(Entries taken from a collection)

━━━━━━━━

PR #1037, opened 2016-10-16
Self-optimizing engine [sketch]

lukego:
This is a highly experimental engine extension to automatically detect JIT code that is suboptimal and force it to recompile. The high-level goal is to keep the Snabb process optimized for its current workload at all times without needing to globally `jit.flush()` and without waiting for an operational problem (e.g. packet drop) to take action.

This is a feature I have been hashing out over on the LuaJIT repo:
- Trace profiling feature (LuaJIT/LuaJIT#224).
- Side-trace efficiency issue (LuaJIT/LuaJIT#218).

This implementation will print a message any time it recompiles a trace. It also prints an overall summary of JIT code behavior every one second, like this (example from `snabbmark basic1` behavior):

```
[trace profile:  93.9% loop;   6.1% head;   0.0% foreign]
[trace profile:  93.5% loop;   6.5% head;   0.0% foreign]
[trace profile:  94.2% loop;   5.8% head;   0.0% foreign]
```

Generally the idea is that if code spends a lot of time in the non-looping ("head") parts of traces then it's probably not well optimized. This could be due to JIT heuristics making poor choices, which this change should automatically remedy, or programming styles that don't work well with the JIT, which we can better understand as the next problem.

The Snabb change is commit aacd8ff and the rest is the LuaJIT trace profiling extension.

### DIFF
--- a/src/core/app.lua
+++ b/src/core/app.lua
@@ -14,6 +14,8 @@ local zone      = require("jit.zone")
 local jit       = require("jit")
 local ffi       = require("ffi")
 local C         = ffi.C
+local jitutil   = require("jit.util")
+local traceprofile = require("jit.traceprofile")
 require("core.packet_h")
 
 -- Packet per pull
@@ -268,6 +270,7 @@ function main (options)
       breathe = latency:wrap_thunk(breathe, now)
    end
 
+   traceprofile.start(1)
    monotonic_now = C.get_monotonic_time()
    repeat
       breathe()
@@ -275,6 +278,7 @@ function main (options)
       if not busywait then pace_breathing() end
    until done and done()
    counter.commit()
+   traceprofile.stop()
    if not options.no_report then report(options.report) end
 end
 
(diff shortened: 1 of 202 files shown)


src/core/app.lua
```diff
@@ -444,25 +442,46 @@ function report_apps ()
...
-         if nonloop > loop*2 then
-            print("flushing "..tr)
-            -- More than twice as much time in the non-loop? Suspicious.
-            jit.flush(tr)
+         local nonloop, loop, ffi = traceprofile.tracestats(tr)
+         if (loop+nonloop > 100) and (nonloop > loop*2) then
+            -- Suspicious trace: has used a significant amount of CPU
+            -- and less than a third of its time spent in the loop.
+            print(("[flushing trace %d: low loop intensity (%d%%)]"):format(
+                  tr, 100*loop/(loop+nonloop)))
```
eugeneia: I think there is a `jit.flush(tr)` missing here.

lukego: Thanks! I had missed that & could well be the reason that my early tests are showing slow traces being detected but not corrected :-).

lukego:
This fine-grained trace-at-a-time approach currently seems less promising than the more coarse-grained approach in #1039 based on my experiments to date. More thoughts at https://github.com/LuaJIT/LuaJIT/issues/218#issuecomment-254448416.

wingo:
Did you mean to tag #1309, @lukego ?  AFAIU the change there is orthogonal; you pretty much always want to know if the system is dropping on ingress.

PR #1038, opened 2016-10-17
Numa upstream

wingo:
This PR is a distilled port of https://github.com/Igalia/snabb/pull/341 to Snabb master, adding a couple of interfaces to ljsyscall, pulling in a getcpu() bugfix from @kbara, and then adding a Snabb module that lets you do `numa.bind_to_cpu(CPU)` in Snabb.  That will bind the current thread to that CPU, bind the memory for that thread to that CPU's NUMA node, and migrate all memory to that NUMA node.  It's ideal for hooking up to a `--cpu` command-line argument, with no `taskset` / `numactl` shenanigans, and with the additional benefit of migrating pages.  (That's what we do in the lwaftr; this commit is from Igalia/lwaftr and something we need to land upstream before merging upstream.)

The ljsyscall change is going upstream here: https://github.com/justincormack/ljsyscall/pull/193.  Embarassingly I can't yet run docker on this guixsd machine so I haven't been able to add/fix the tests upstream yet :P  However this patch does run in production, so there's that.

### DIFF
--- a/lib/ljsyscall/syscall/linux/c.lua
+++ b/lib/ljsyscall/syscall/linux/c.lua
@@ -347,6 +347,13 @@ function C.sched_setparam(pid, param)
   return syscall(sys.sched_setparam, int(pid), void(param))
 end
 
+function C.get_mempolicy(mode, mask, maxnode, addr, flags)
+  return syscall(sys.get_mempolicy, void(mode), void(mask), ulong(maxnode), ulong(addr), ulong(flags))
+end
+function C.set_mempolicy(mode, mask, maxnode)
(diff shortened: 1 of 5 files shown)


kbara:
LGTM. I'm assuming this should also go into wingo-next; if you'd rather it go into kbara-next, give me a shout.

wingo:
Thanks @kbara, will merge to `wingo-next`.  Just the NFV thing left to do before merging.

eugeneia:
LGTM! `lib.numa` should probably have a README though.

wingo:
Tx for review, already in next.  Readme on the way in #1048.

━━━━━━━━

REQUIREMENT:
Would it be possible to reproduce all the entries exactly as they appear above?

ANSWER FOR THE TASK:
PR #1037, opened 2016-10-16
Self-optimizing engine [sketch]

lukego:
This is a highly experimental engine extension to automatically detect JIT code that is suboptimal and force it to recompile. The high-level goal is to keep the Snabb process optimized for its current workload at all times without needing to globally `jit.flush()` and without waiting for an operational problem (e.g. packet drop) to take action.

This is a feature I have been hashing out over on the LuaJIT repo:
- Trace profiling feature (LuaJIT/LuaJIT#224).
- Side-trace efficiency issue (LuaJIT/LuaJIT#218).

This implementation will print a message any time it recompiles a trace. It also prints an overall summary of JIT code behavior every one second, like this (example from `snabbmark basic1` behavior):

```
[trace profile:  93.9% loop;   6.1% head;   0.0% foreign]
[trace profile:  93.5% loop;   6.5% head;   0.0% foreign]
[trace profile:  94.2% loop;   5.8% head;   0.0% foreign]
```

Generally the idea is that if code spends a lot of time in the non-looping ("head") parts of traces then it's probably not well optimized. This could be due to JIT heuristics making poor choices, which this change should automatically remedy, or programming styles that don't work well with the JIT, which we can better understand as the next problem.

The Snabb change is commit aacd8ff and the rest is the LuaJIT trace profiling extension.

### DIFF
--- a/src/core/app.lua
+++ b/src/core/app.lua
@@ -14,6 +14,8 @@ local zone      = require("jit.zone")
 local jit       = require("jit")
 local ffi       = require("ffi")
 local C         = ffi.C
+local jitutil   = require("jit.util")
+local traceprofile = require("jit.traceprofile")
 require("core.packet_h")
 
 -- Packet per pull
@@ -268,6 +270,7 @@ function main (options)
       breathe = latency:wrap_thunk(breathe, now)
    end
 
+   traceprofile.start(1)
    monotonic_now = C.get_monotonic_time()
    repeat
       breathe()
@@ -275,6 +278,7 @@ function main (options)
       if not busywait then pace_breathing() end
    until done and done()
    counter.commit()
+   traceprofile.stop()
    if not options.no_report then report(options.report) end
 end
 
(diff shortened: 1 of 202 files shown)


src/core/app.lua
```diff
@@ -444,25 +442,46 @@ function report_apps ()
...
-         if nonloop > loop*2 then
-            print("flushing "..tr)
-            -- More than twice as much time in the non-loop? Suspicious.
-            jit.flush(tr)
+         local nonloop, loop, ffi = traceprofile.tracestats(tr)
+         if (loop+nonloop > 100) and (nonloop > loop*2) then
+            -- Suspicious trace: has used a significant amount of CPU
+            -- and less than a third of its time spent in the loop.
+            print(("[flushing trace %d: low loop intensity (%d%%)]"):format(
+                  tr, 100*loop/(loop+nonloop)))
```
eugeneia: I think there is a `jit.flush(tr)` missing here.

lukego: Thanks! I had missed that & could well be the reason that my early tests are showing slow traces being detected but not corrected :-).

lukego:
This fine-grained trace-at-a-time approach currently seems less promising than the more coarse-grained approach in #1039 based on my experiments to date. More thoughts at https://github.com/LuaJIT/LuaJIT/issues/218#issuecomment-254448416.

wingo:
Did you mean to tag #1309, @lukego ?  AFAIU the change there is orthogonal; you pretty much always want to know if the system is dropping on ingress.

PR #1038, opened 2016-10-17
Numa upstream

wingo:
This PR is a distilled port of https://github.com/Igalia/snabb/pull/341 to Snabb master, adding a couple of interfaces to ljsyscall, pulling in a getcpu() bugfix from @kbara, and then adding a Snabb module that lets you do `numa.bind_to_cpu(CPU)` in Snabb.  That will bind the current thread to that CPU, bind the memory for that thread to that CPU's NUMA node, and migrate all memory to that NUMA node.  It's ideal for hooking up to a `--cpu` command-line argument, with no `taskset` / `numactl` shenanigans, and with the additional benefit of migrating pages.  (That's what we do in the lwaftr; this commit is from Igalia/lwaftr and something we need to land upstream before merging upstream.)

The ljsyscall change is going upstream here: https://github.com/justincormack/ljsyscall/pull/193.  Embarassingly I can't yet run docker on this guixsd machine so I haven't been able to add/fix the tests upstream yet :P  However this patch does run in production, so there's that.

### DIFF
--- a/lib/ljsyscall/syscall/linux/c.lua
+++ b/lib/ljsyscall/syscall/linux/c.lua
@@ -347,6 +347,13 @@ function C.sched_setparam(pid, param)
   return syscall(sys.sched_setparam, int(pid), void(param))
 end
 
+function C.get_mempolicy(mode, mask, maxnode, addr, flags)
+  return syscall(sys.get_mempolicy, void(mode), void(mask), ulong(maxnode), ulong(addr), ulong(flags))
+end
+function C.set_mempolicy(mode, mask, maxnode)
(diff shortened: 1 of 5 files shown)


kbara:
LGTM. I'm assuming this should also go into wingo-next; if you'd rather it go into kbara-next, give me a shout.

wingo:
Thanks @kbara, will merge to `wingo-next`.  Just the NFV thing left to do before merging.

eugeneia:
LGTM! `lib.numa` should probably have a README though.

wingo:
Tx for review, already in next.  Readme on the way in #1048.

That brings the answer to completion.